Numerous editions of' Polemomiddinia' were published in the 18th and 19th centuries, and a 'free and extended' translation in Scottish verse appeared at Edinburgh in 1846, under the title 'The Muckomachy', crediting William Drummond as the author - but not identifying the translator. The poem begins by telling the reader that this is a tale of strife and war - and ends with a heartfelt prayer for peace... very apt for this century as we remember the end of the Great War, some 200 years later than the original was written.
William Drummond (1585–1649), titled "of Hawthornden", was a Scottish poet. After spending two years at Bourges and Paris studying law, he returned to Scotland in 1609, where on the death of his father in 1610 he became laird of Hawthornden at the early age of 24. A handwritten list of the books he had read up to this time indicates a strong preference for imaginative literature, and shows him to be keenly interested in contemporary verse. Indeed, his collection (now in the library of the University of Edinburgh) contains many first editions of the most famous productions of the age. On finding himself his own master, Drummond abandoned law to devote himself to poetry.

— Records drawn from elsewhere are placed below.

Issue #496, opened 2026-05-13
Audit non-daemon tmux/PTY call-sites for missing-session tolerance


sachiniyer:
## What I observed

After PR #490 (#489) shipped the latch-dead fix to the daemon's status monitor, my log monitor caught these on a single tick when a tmux session vanished:

```
ERROR:2026/05/12 17:28:34 app.go:226: could not set preview size for instance 5: bad file descriptor
ERROR:2026/05/12 17:28:34 app.go:852: error capturing pane content: exit status 1
ERROR:2026/05/12 17:28:34 tmux.go:363: tmux session af_bc8bf732_test-goal is gone; status monitor going silent (capture-pane error: error capturing pane content: exit status 1)
```

The third line is the #489 fix working as designed — `statusMonitor.HasUpdated` saw the missing session, logged once, latched silent. The first two are **other** code paths that hit the same vanished session and logged anyway:

- `app.go:226 SetPreviewSize` issues an `ioctl` against the PTY without checking whether the underlying tmux session still exists, so it errors with `bad file descriptor`.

Our little book is in very nice condition for its age, bound in purplish-brown textured cloth with a red-brown leather spine. There are few external signs of wear - some rubbing at top & tail of the spine and down the long edges, slight fading of the cloth around edges, and minimal bumping of corners (no damage). Text block edges are brown-speckled. Inside, the binding is firm with no loose pages; all pages clean; half-title and title pages somewhat browned; final page quite browned. The brightness of the endpapers contrasting with the browned pages suggests a possible rebinding.